Is failure to tax a subsidy?

In a comment on Bryan Caplan’s recent blog post titled “I Win My Climate Shock Bet,” November 9, 2021, better Daniel Reeves writes:

They [Wagner and Weitzman] do spend a lot of time in the book on the absurdity of the current fossil fuel subsidies, which I’m sure you also despise.

Reeves is right that they do spent a lot of time on it. What the authors don’t do, though, is tell the reader how their huge estimates were reached. They state on p. 22, “The world subsidizes fossil fuels at a rate of over $500 billion per year.” If you look at the notes at the back, you see a long discussion of this number on pp. 171-172. But the discussion doesn’t tell you how the number was reached. Instead, it gives a source. In the Bibliography, on p. 212, you can find the source and, fortunately, accompanying the source is a link.

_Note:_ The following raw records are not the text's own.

PR #701, opened 2024-12-05
Make `hitsCount` always the number of `hits` (and not `totalHits` value)

### LINKED ISSUE #700: hitsCount is the same as totalHits if estimatedTotalHits is not set
When the response from a search request doesn't include the `estimatedTotalHits` parameter, the `SearchResults::hitsCount` value is set to `totalHits`.

```
{
  "hits": [...],
  "hitsCount": 354, <---- Should be 4 in this case
  "semanticHitCount": 0,
  "hitsPerPage": 10,
  "page": 36,
  "totalPages": 36,
  "totalHits": 354,
  "processingTimeMs": 0,
  "numberedPagination": true,
  "query": "test",
  "facetDistribution": [],
  "facetStats": [],
  "raw": {
    "hits": [...],
    "query": "test",
    "processingTimeMs": 0,
    "hitsPerPage": 10,
    "page": 36,
    "totalPages": 36,
    "totalHits": 354
  }
}
```

I think that `hitsCount` should _always_ be the count of hits for the current page instead.

johnnynotsolucky:
# Pull Request

## Related issue
Fixes #700 

## What does this PR do?
- Ensures that `SearchResults::hitsCount` is consistent regardless of whether `estimatedTotalHits` is set.

## PR checklist

### DIFF
--- a/src/Search/SearchResult.php
+++ b/src/Search/SearchResult.php
@@ -58,7 +58,6 @@ class SearchResult implements \Countable, \IteratorAggregate
             $this->offset = $body['offset'];
             $this->limit = $body['limit'];
             $this->estimatedTotalHits = $body['estimatedTotalHits'];
-            $this->hitsCount = \count($body['hits']);
         } else {
             $this->numberedPagination = true;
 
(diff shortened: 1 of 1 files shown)


curquiza (commented):
Hello

This is more a maintenance change here, nothing that impacts the product because `totalHits` is already supposed to always be the count of `hits`

Did you ask for this change because you noticed `totalHits` was different from the number of `hits` @johnnynotsolucky?

johnnynotsolucky:
Hi @curquiza, I noticed that when `estimatedTotalHits` is _not_ set, then `hitsCount` has the same value as `totalHits`, which I think isn't correct. I would expect the value of `hitsCount` to always be the count of hits on the current page of results, whereas `totalHit` is the count or estimated count of hits across all pages.

curquiza (commented):
Sorry, I did not understand immediately the problem,

it's indeed a bug here!

`hitsCount` is the number of `hits`, and `totalHits` the total exhaustive number of `hits`

curquiza (approved):
thank you for this bug fix

bors merge

PR #721, opened 2025-01-31
Allow instantiating the Meilisearch client with custom HTTP headers

### LINKED ISSUE #720: Add option to pass headers directly in the Client builder - For example to easily pass X-MS-USER-ID
**Description**
I need to pass X-MS-USER-ID to track my user because I use search in my backend and not my front end. No easy way to pass them at Meilisearch Client build. And I do not want to pass a Guzzle client at build time.

wandyou:
# Pull Request

## Related issue
Fixes #720 

## What does this PR do?
- Fixes the issue by introducing a new option in the meilisearch client builder.
- Passes it down to the http client
- Merges the headers passed in the option with the other headers already configured (ex: bearer)

## Improvement
- This solution is not the cleanest because if forces us to null all the optional parameters before it (if we don't use them).
 For example : `new Meilisearch(MEILISEARCH_HOST, MEILISEARCH_SEARCH_KEY, null, null, [], null, ["X-MS-USER-ID" => example])` => But it was the fastest solution and the less destructive.
- An other way would be to create a method in the Meilisearch Client object `addHeader()`
- An other way would be to pass all Meilisearch Client options in the form of an array, allowing us to only define used values in any order we like.

## PR checklist
- [X] Does this PR fix an existing issue, or have you listed the changes applied in the PR description (and why they are needed)?
- [X] Have you read the contributing guidelines?
- [X] Have you made sure that the title is accurate and descriptive of the changes?

## Extra info
First contribution of mine to this repo, maybe I missed some subtilities.

## Summary by CodeRabbit

- **New Features**
  - Added support for specifying custom HTTP headers when creating a client instance.

### DIFF
--- a/src/Client.php
+++ b/src/Client.php
@@ -47,9 +47,10 @@ class Client
         ?ClientInterface $httpClient = null,
         ?RequestFactoryInterface $requestFactory = null,
         array $clientAgents = [],
-        ?StreamFactoryInterface $streamFactory = null
+        ?StreamFactoryInterface $streamFactory = null,
+        $headers = []
     ) {
-        $this->http = new MeilisearchClientAdapter($url, $apiKey, $httpClient, $requestFactory, $clientAgents, $streamFactory);
+        $this->http = new MeilisearchClientAdapter($url, $apiKey, $httpClient, $requestFactory, $clientAgents, $streamFactory, $headers);
         $this->index = new Indexes($this->http);
         $this->health = new Health($this->http);
         $this->version = new Version($this->http);
--- a/src/Http/Client.php
+++ b/src/Http/Client.php
@@ -41,7 +41,8 @@ class Client implements Http
         ?ClientInterface $httpClient = null,
         ?RequestFactoryInterface $reqFactory = null,
         array $clientAgents = [],
-        ?StreamFactoryInterface $streamFactory = null
+        ?StreamFactoryInterface $streamFactory = null,
+        $headers = []
     ) {
         $this->baseUrl = $url;
         $this->http = $httpClient ?? Psr18ClientDiscovery::find();
@@ -53,6 +54,7 @@ class Client implements Http
         if (null !== $apiKey && '' !== $apiKey) {
             $this->headers['Authorization'] = \sprintf('Bearer %s', $apiKey);
         }
+        $this->headers = array_merge($this->headers, $headers);
         $this->json = new Json();
     }
 


norkunas:
You can pass a http client configured with your headers, as it's a http client responsibility 🤔

wandyou:
I get it, and that's how I am solving this issue right now. 

But the `X-MS-USER-ID` header is specific to meilisearch's analytics and I find it more appealing and "light" to just be able to pass my unique user identifier while calling `new MeilisearchClient()`, then passing an instance of a full http client, add configuration options, to "just" give an Analytics header.

In fact in some cases, I would like to be able to change the user-id passed in the header on the go. Maybe with a `$client->setHeader()`or `$client->setUserId()`. Because I want to perform a search while being the user and an other while being the server. And having to instanciate two meilisearch clients seems overkill.

It is obvious to me that few only projects will need to pass a "custom" http client to the MeilisearchClient, but all of them would like to take advantage of precise analytics. And therefore pass a "X-MS-USER-ID". So I find it interesting to make that task more "accessible".

Maybe the right thing to do is not to touch the headers upfront, but to expose a method like `setAnalyticsUserId()`and under the hood it sets the header.

I know analytics is in beta for now, so all of this is maybe new and not much used. But as a developer, not needing to customise my http client. I would prefer having a simple way to pass this info. I did not find any Analytics methods in the php doc neither. For example to report a clic on a search hit, or a conversion.

Maybe I am missing a key concept here and not seeing the big picture, and maybe I am not expressing myself clearly enough because english is not my native language. So obviously feel free to jump in and explain why it would not be the way to go.

Thanks

wandyou:
I may have not been clear enough on the fact that I want to simplify the implementation of `X-MS-USER-ID` because in my opinion, analytics is a mandatory option for most use cases. And most devs will want to pass it, so why not make it dev friendly ?

Obviously if I want to configure and use custom headers, the best practice would be to pass a custom http client.

I get that adding an optional headers array, whilst seeming the easiest implementation on my end, is not the best suited for the long run.

Maybe a method like `setAnalyticsUserId()`on the client would ? Or any other suggestions ?

norkunas:
> And having to instanciate two meilisearch clients seems overkill.

I wouldn't say so. Stateful singleton is more harmful than instantiating single per user :)

I see in docs it is explicitly related to search endpoint. So I think this could be accepted as a SearchQuery option, but not as a global setting for whole Meilisearch client

wandyou:
> I see in docs it is explicitly related to search endpoint. So I think this could be accepted as a SearchQuery option, but not as a global setting for whole Meilisearch client

Well as of for now, analytics is only done on searches, so yes indeed it would make more sense to add it as a Search Query option.

And regarding other analytics endpoints ? Like hit clicking, conversions, etc ? Would be nice to implement those as well.

norkunas:
> And regarding other analytics endpoints ? Like hit clicking, conversions, etc ? Would be nice to implement those as well.

Yes, for this you could open another issue :)

Strift (dismissed):
Sorry for the delayed review. I would improve types if possible, but this can be handled in another PR if we want to merge ASAP.

edit: sorry I approved too quick, adding tests would be welcome here

Strift (changes requested):
I recommend adding tests to verify that this works as intended. 

I would also improve types as recommended by Copilot

PR #727, opened 2025-02-23
add mixed return type

### LINKED ISSUE #726: deprecation notice
User Deprecated: Method "ArrayAccess::offsetGet()" might add "mixed" as a native return type declaration in the future. Do the same in implementation "Meilisearch\Contracts\Data" now to avoid errors or add an explicit @return annotation to suppress this message.

I'll submit a PR to add mixed.

tacman:
# Pull Request

## Related issue
Fixes #726 

## What does this PR do?

Gets rid of the deprecation notice.  But I forget when 'mixed' was introduced and if this library is supporting a version of php that doesn't allow this.

### DIFF
--- a/src/Contracts/Data.php
+++ b/src/Contracts/Data.php
@@ -29,7 +29,7 @@ class Data implements \ArrayAccess, \Countable, \IteratorAggregate
     }
 
     #[\ReturnTypeWillChange]
-    public function offsetGet($offset)
+    public function offsetGet($offset): mixed
     {
         if (isset($this->data[$offset])) {
             return $this->data[$offset];


norkunas:
Would it work to resolve deprecation adding only phpdoc return typehint?

tacman:
Probably.  I see that 'mixed' is PHP 8 only.

PHP 7.4 reached EOL in 2022.  What about simply bumping a new release and taking advantage of all the PHP 8 goodness?

Strift:
We can pick this up after merging #735 which drops PHP versions < 8.

norkunas:
This is already in main branch, closing.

I went to the link and started reading. What I noticed right away was that the authors, Clements et al, didn’t define a subsidy the way we normally define a subsidy. You can check that for yourself on pp. 5-8.

Here’s a highlight from pp. 5-6:

Consumer subsidies include two components: a pretax subsidy, if the price paid by firms and households is below supply and distribution costs, and a tax subsidy, if taxes are below their efficient level. Box 2.1 describes the calculation of these two components. Most economies impose consumption taxes to raise revenue to help finance public expenditures. Efficient taxation requires that all consumption, including that of energy products, be subject to this taxation. The efficient taxation of energy further requires corrective taxes to capture negative environmental and other externalities owing to energy use, such as global warming and local pollution.

In other words, failing to tax energy at the level that the authors think is needed to internalize the externalities that fossil fuels create amounts to subsidizing these fuels.

Clements et al could make a case for this. But there are two problems.

First, it’s classic question-begging. Clements et al take as given that fossil fuels should be stiffly taxed. But in the discussion between Caplan and Reeves, that’s one of the major items at issue.

Second, even if you think, as Scott Sumner does, that taxing carbon is low-hanging fruit, if you use the Wagner/Weitzman estimate to make your case, you’re misleading almost everyone. (I’m not saying that Scott is misleading everyone: he argues independent of the current level of subsidy.) Nowhere in Climate Shock could I find any hint that the authors count failure to tax as a subsidy. That’s not what most people mean and it’s not what 99 out of 100 readers would take way from Wagner’s and Weitzman’s discussion.